The government and the news had been calling it looting and the National Guard—where it had been able to be deployed—had been told to shoot to kill. Stupid. The fucking government couldn’t think outside the box. They knew, they had to know, what was about to hit. What they should have done was order stores to give ten items to each customer who walked in, but NO, they never believed it would be as bad as it was. They couldn’t because if they did they had to admit that the all-important corporate America was going to fall apart. Since no one acted to control them, the corporations had upped the prices on basic items. Then the government sent out what sparse National Guard troops we had—not to help the people to prepare, but to stop them from looting.

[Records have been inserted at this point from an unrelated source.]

PR #292, opened 2023-08-22
Rpcv03 starknet get blocks

### LINKED ISSUE #231: Support PendingBlock for `starknet_getBlockWithTxHashes` and `starknet_getBlockWithTxs`

rianhughes:
closes https://github.com/NethermindEth/starknet.go/issues/231

### DIFF
--- a/rpc/block.go
+++ b/rpc/block.go
@@ -50,7 +50,6 @@ func WithBlockTag(tag string) BlockID {
 }
 
 // BlockWithTxHashes gets block information given the block id.
-// TODO: add support for PendingBlock
 func (provider *Provider) BlockWithTxHashes(ctx context.Context, blockID BlockID) (interface{}, error) {
 	var result Block
 	if err := do(ctx, provider.c, "starknet_getBlockWithTxHashes", &result, blockID); err != nil {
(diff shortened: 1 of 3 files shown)


rpc/block.go
```diff
@@ -95,5 +105,14 @@ func (provider *Provider) BlockWithTxs(ctx context.Context, blockID BlockID) (in
...
 		return nil, err
 	}
+	// if header.Hash == nil it's a pending block
+	if result.BlockHeader.BlockHash == nil {
+		return PendingBlock{
+			ParentHash:       result.ParentHash,
+			Timestamp:        result.Timestamp,
+			SequencerAddress: result.SequencerAddress,
+			Transactions:     result.Transactions,
+		}, nil
```
cicr99, line 115: Is it worth it to enclose this logic in a separate method as it is already used before? something like getPendingBlockFromBlock?

rianhughes: I'm happy leaving it as it is given its only repeated twice. If we repeated it more often then I would say move it to a separate function, but the current version is quicker to read and understand.

cicr99 (approved):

God Bless America. Of course if more of the troops had been here when the shit hit the fan there might have been some hope for people trapped in the cities, but probably not much. Most of the bases got wiped out one way or the other, too. See, just because you’re in uniform doesn’t mean you can’t die from mundane things like flood and ice and fire. People expected police and firemen and the military to risk life and limb to save them no matter what was happening. It never dawned on them to learn to take care of themselves. Civil servants have families, too, and when the shit hit the fan the smart ones left their posts and went to take care of their own business. It’s not disloyal to save yourself and yours first. Further you have to wonder about the real integrity of someone who would actually shoot looters at a department store instead of taking care of their own families.

Let’s face it, when the world fell apart the military did what it could to help people up till they realized just what was happening, and then like every other sane person they worked on saving themselves and those they cared about. After all, they’d all had survival training.

“Huge sections of Fort Smith and Van Buren are still on fire,” Billy said. “Broken gas lines I guess.”

“Or people trying to get warm. Hell if I were stuck there I’d be real tempted to just start lighting all those damaged houses, stay by one till it burned out then move to the next one,” I said.

I shifted in my chair; my ribs were starting to protest all the ways I’d twisted them while I’d been having marathon sex with Lucy.

Lucy got up from the table and when she came back she had a bottle of ibuprofen that she put on the table in front of me.